TASK STATEMENT
The response must contain each line of the material that holds "myself".

RECORDS FOR THE EXERCISE
Issue #9, opened 2015-10-29
Proxy support on Linux


aiklimov:
Hi, I'm having trouble getting connections through a web proxy to work on Linux (RHEL 7.1). I'm specifying the proxy by URI:

                web::web_proxy proxy("http://my_proxy_ip_address:my_proxy_port_number");
                web::http::client::http_client_config client_config;
                client_config.set_proxy(proxy);
                web::http::client::http_client client(baseUri, client_config);

I saw that one of the proxy unit tests was marked as Ignore on Linux. Is proxy supported on Linux?
Any help would be appreciated.
-Alex

aiklimov:
This is the unit test I mentioned:
TEST_FIXTURE(uri_address, proxy_with_credentials, "Ignore:Linux", "NYI", "Ignore:Apple", "NYI", "Ignore:Android", "NYI")

Is it the case that only auto-discovery proxies are supported at this time, but not ones with proxy host & port specified?

aiklimov:
Just found this about Linux/non-Windows http_client proxy support:
https://casablanca.codeplex.com/workitem/88

kavyako:
hey aiklimov

Correct, proxy support is Not Yet Implemented on non windows plaforms. Hence the "NIY" tag with the corresponding tests for Linux/Android/Apple.

Thanks
Kavya.

deeringc:
Hi @kavyako,

I'm looking at implementing proxy support for non-Windows platforms. Who would be the best person from your team to have a design discussion with? Or would you rather I just put up a PR once I'm done?

Thanks,
Chris

kavyako:
That's awesome! You could start the discussion here and I will pull in the experts to provide feedback. Don't mind a PR too but going through the design might avoid some roundtripping and save time.

Thanks!
Kavya.

deeringc:
Ok, great! So what I've implemented so far is support for http and https proxies (via ssl tunneling). The design goal I've gone with is to try to continue the patterns that are already used in http_client_asio.cpp and to minimise the impact on existing code/flows so as to reduce the chance of regressions in areas I'm not familiar with. 

In the case of http proxies, the required change is quite small, we basically have to change some of the details in the http request (and add support for basic authentication) but the flow is basically the same.  

[...]

PR #41, opened 2015-12-21
Implementing HTTP and HTTPS client proxy support for non-Windows plat…

deeringc:
As discussed here: https://github.com/Microsoft/cpprestsdk/issues/9

### DIFF
--- a/Release/include/cpprest/details/http_client_impl.h
+++ b/Release/include/cpprest/details/http_client_impl.h
@@ -296,9 +296,10 @@ protected:
     // URI to connect to.
     const http::uri m_uri;
 
-private:
 
-    http_client_config m_client_config;
+	http_client_config m_client_config;
+
+private:
 
     bool m_opened;
 
--- a/Release/include/cpprest/details/http_client_impl.h
+++ b/Release/include/cpprest/details/http_client_impl.h
@@ -296,10 +296,9 @@ protected:
     // URI to connect to.
     const http::uri m_uri;
 
-
-	http_client_config m_client_config;
-
 private:
+
+    http_client_config m_client_config;
 
     bool m_opened;
 
--- a/Release/src/http/client/http_client_asio.cpp
+++ b/Release/src/http/client/http_client_asio.cpp
@@ -74,26 +74,34 @@ class asio_connection
     friend class asio_connection_pool;
     friend class asio_client;
 public:
-    asio_connection(boost::asio::io_service& io_service, bool use_ssl, const std::function<void(boost::asio::ssl::context&)>& ssl_context_callback) :
+    asio_connection(boost::asio::io_service& io_service, bool start_with_ssl, const std::function<void(boost::asio::ssl::context&)>& ssl_context_callback) :
     m_socket(io_service),
     m_pool_timer(io_service),
     m_is_reused(false),
-    m_keep_alive(true)
+    m_keep_alive(true),
+    m_ssl_context_callback(ssl_context_callback)
     {
-        if (use_ssl)
+        if (start_with_ssl)
         {
-            boost::asio::ssl::context ssl_context(boost::asio::ssl::context::sslv23);
-            ssl_context.set_default_verify_paths();
-            ssl_context.set_options(boost::asio::ssl::context::default_workarounds);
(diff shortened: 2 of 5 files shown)


kavyako:
Thank you for the pull request. This will be merged as soon as the project owners get back from vacation.

Release/include/cpprest/details/http_client_impl.h
```diff
@@ -296,9 +296,10 @@ class _http_client_communicator
     // URI to connect to.
     const http::uri m_uri;
 
-private:
 
-    http_client_config m_client_config;
+	http_client_config m_client_config;
```
kavyako: exposing non-`const` access to this data member could be dangerous. The one new use in http_client_asio.cpp can call the member function client_config() for this.

Release/src/http/client/http_client_asio.cpp
```diff
@@ -363,102 +375,331 @@ class asio_context : public request_context, public std::enable_shared_from_this
...
+                {
+                    m_context->report_error("Failed to read HTTP status line from proxy", ec, httpclient_errorcode_context::readheader);
+                }
+            }
         }
+    
+        std::function<void(std::shared_ptr<asio_context>)> m_ssl_tunnel_established;
+        std::shared_ptr<asio_context> m_context;
+    
+        boost::asio::streambuf request_;
```
kavyako: As per our coding conventions, we try to follow m_ prefix for naming class members. It will be good to be consistent.

Release/src/http/client/http_client_asio.cpp
```diff
@@ -477,6 +718,24 @@ class asio_context : public request_context, public std::enable_shared_from_this
...
+    utility::string_t generate_basic_proxy_auth_header()
+    {
+        utility::string_t header;
+        
+        header.append(header_names::proxy_authorization);
+        header.append(": Basic ");
+        
+        auto credential_str = web::details::plaintext_string(new ::utility::string_t(m_http_client->client_config().proxy().credentials().username()));
+        credential_str->append(":");
+        credential_str->append(*m_http_client->client_config().proxy().credentials().decrypt());
```
kavyako: What if credentials are not set.. Should we check for cred::is_set() before accessing the credentials?

Release/src/http/client/http_client_asio.cpp
deeringc: Sure, no problem at all.

Release/src/http/client/http_client_asio.cpp
deeringc: In the places where generate_basic_proxy_auth_header() is called from, the code is checking whether the username is empty or not. I can change that to use is_set() if you think it's better?

Release/include/cpprest/details/http_client_impl.h
deeringc: OK, I'll refactor

Release/src/http/client/http_client_asio.cpp
kavyako: oh I missed the check. Looks like is_set() is also doing the same thing internally, but still it might be better to leverage the API.

kavyako:
Right now we do not have any test cases that exercise the HTTPS proxy code paths. Would it be possible to add a test case? Can we use something like httpbin.org? I think it has HTTPS too, though I am not 100% sure. Another option is to add a manual testcase (with the tag "Ignore", "Manual") and anyone running the testcase can modify the credentials locally.

Release/src/http/client/http_client_asio.cpp
deeringc: Sure, no prob. I agree, it is more readable that way.

deeringc:
Yeah, I was thinking about adding another test case that covers https. I wasn't sure that your internal Microsoft proxy supported this (we don't have access from outside of your network) and didnt want to add a potentially failing test that I couldn't verify myself. I'll do as you suggest and add a manual test. If we come up with some other idea, we can just enable it later.

kavyako:
These changes have been merged to the development branch. Release 2.8.0 (under planning) should have them in the master branch.
Thank you for your contribution.

PR #52, opened 2016-01-12
Updating websocketpp to 6.0-permessage-deflate

AntonBikineev:
Preliminary addressing #33 issue


Danimoth:
Hi Anton,
I did a diff of the code in the PR with the code found here: 
https://github.com/zaphoyd/websocketpp/releases/tag/0.6.0-permessage-deflate

Apart from the change in the second commit of this PR (78bae21), there are the following differences. 

The pull request has this extra file:
Release\libs\websocketpp\websocketpp\error_container.hpp

The official (pre-)release has these extra files:
websocketpp-0.6.0-permessage-deflate\test\http\a.out
websocketpp-0.6.0-permessage-deflate\test\http\perf.out
websocketpp-0.6.0-permessage-deflate\test\http\test.out
websocketpp-0.6.0-permessage-deflate\cmake\CMakeHelpers.cmake

And the only different file is:
websocketpp-0.6.0-permessage-deflate\.travis.yml

where the official one installs libboost-chrono1.48-dev in addition to other boost1.48 stuff, but the one in the pull request doesn’t.  

Can you briefly explain the changes you made (other than the 78bae21 which is explained in the commit message)? Thanks!

AntonBikineev:
@Danimoth 
Hi Alexander,

First, thanks for response.

Release\libs\websocketpp\websocketpp\error_container.hpp
This file seems to be leftover from previous version. My bad that I didn't check for removed files in new version.

All *.out files were ignored by my .gitignore. CMakeHelpers.cmake was ignored too, but not sure whether it is really used. Will add to the PR anyway.

The same for .travis.

Thanks for all points.

ras0219-msft:
We noticed that websocketpp 0.7.0 released, so we're going to try to update to that one instead.

https://github.com/zaphoyd/websocketpp/releases

ras0219-msft:
We now support using an external websocketpp which can be independently upgraded (searched for via `find_package(WEBSOCKETPP CONFIG)`).

PR #82, opened 2016-03-03
Fixed ambiguous call to begin when using with boost library.

dogukancagatay:
When using the cpprestsdk with Boost library, compiler was complaining about ambiguous call in containerstream.h on Windows.

> containerstream.h boost::range_adl_barrier::begin ambiguous call to overloaded function


ras0219-msft:
Thank you for this fix! I have merged it into the development branch.

PR #86, opened 2016-03-09
Fix obtaining raw string_t pointer from temporary

schellap:


ras0219-msft:
Thank you for this fix! It has been merged into the development branch.

PR #90, opened 2016-03-11
make soname only have major version number

hanzhumsft:
Suppose cpprestsdk follows semver, the soname doesn't need to have minor version number.


ras0219-msft:
Unfortunately, we do not follow semver for binary ABI. We only follow semver for source-code APIs. We therefore must include the entire version number in the SONAME.

PR #57, opened 2025-01-18
feat: Add waveshare panel driver

jniebuhr:


shark526:
hi @jniebuhr, I've noticed waveshare driver in the source code, since I have a waveshare esp32-s3-touch-2.1 screen, I'm not sure if it compatible for the gaggimate display project.
If it also work, could you please point out which config should I change to apply to the 2.1 waveshare screen?   I tried to direct flash the display code to waveshare screen, but most of time it not light up, only a few time it works.

Thank you!

PR #106, opened 2025-02-14
Feature/volume prediction

smury:
Prediction of brewDelay and grindDelay based on a linear fit to the last PREDICTIVE_TIME = 2s of measured volumes (weights) and times recorded in measurements and measurementTimes

Delays are updated 2s after the processes become inactive (!isActive), after which they are deactivated (deactivate()) by the controller.


jniebuhr:
can you put the volumepersecond and similar methods into a separate class like in our discord discussion? should fix the duplication issue

smury:
I don't recall such a discussion but I put the linear fit calculation into a new header file. The linear fit may be useful later when pressure control comes. I could also add other sciency functions e.g. interpolate the flow-pressure curve to predict the flow at any given pressure and use the pressure/flow of the current shot to predicted the current weight in the cup.

I actually had a brain-failure with the code duplication warning - I thought it was referring to the similarity between my changes and the pre-existing code!

PR #175, opened 2025-04-07
feat: Introduce profiles

### LINKED ISSUE #7: Allow saved profiles with pump on/off

jniebuhr:
Fixes #7, #8, #9


schema/profile.json
```diff
@@ -0,0 +1,136 @@
...
+    },
+    "description": {
+      "type": "string"
+    },
+    "favorite": {
+      "type": "boolean"
+    },
+    "selected": {
+      "type": "boolean"
+    },
```
hanstf, line 32: Hello, as I wanted to try to convert the gaggiuino profile to this schema, for example this https://github.com/Zer0-bit/gaggiuino/blob/community/profiles/Tea%20Mofos%20Reloaded.json#L120
Seems I could not see the temperature field in this schema, how do I set the temperature target in here ?

PR #230, opened 2025-06-04
Adjust UI pressure scale gauge

0x64c:
Reads pressure scale value stored in settings on initialization and applies it to the scale of the gauge. Requires a restart after setting is changed.


0x64c:
not 100% certain it's bug-free for all sane values, but it seems to work okay with my 12-bar sensor.

0x64c:
To be thorough, I would suggest testing with different sensors.

Issue #130, opened 2025-03-09
[Feature Request] Options to display temp in Fahrenheit and adjust time on clock


lylelotspeich:
### Describe the feature

Is there any way we can add options in the settings to change from Celcius to Fahrenheit and add the option to change the clock to 12-hour and whatever the local time is?

I also think it would be nice to have an option to have the standby screen just be the clock displaying the local time, with the Gaggimate logo smaller on the top or bottom of the screen - but this is purely a cosmetic opinion.

### Why is this feature useful?

In the US most people use Fahrenheit, and the clock is unadjustable to my knowledge, takes away from the look of the screen when it is showing the wrong time.

### How complex is this feature?

Low - Simple enhancement

jniebuhr:
Time adjustment was finished, Fahrenheit adjustment was moved to #244

PR #246, opened 2025-06-14
Add Clock format to settings and UI

silverfoxy:
This PR adds a new settings toggle to choose between 24h and 12h clock format mentioned in https://github.com/jniebuhr/gaggimate/issues/130

Mainly getting myself familiar with the code base so I started with some smaller task. I tested the change both using a mock for the API using vite-plugin-mock (which I can add in a separate PR if you're interested to have such tests without relying on the controller to respond to API calls). I also flashed it on my device and tested it that way. 

**Web UI**

**Display**
<p float>

</p>


jniebuhr:
Thanks for the contribution. Yeah that mock would also be appreciated!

TASK ANSWER
Yeah, I was thinking about adding another test case that covers https. I wasn't sure that your internal Microsoft proxy supported this (we don't have access from outside of your network) and didnt want to add a potentially failing test that I couldn't verify myself. I'll do as you suggest and add a manual test. If we come up with some other idea, we can just enable it later.
Mainly getting myself familiar with the code base so I started with some smaller task. I tested the change both using a mock for the API using vite-plugin-mock (which I can add in a separate PR if you're interested to have such tests without relying on the controller to respond to API calls). I also flashed it on my device and tested it that way. 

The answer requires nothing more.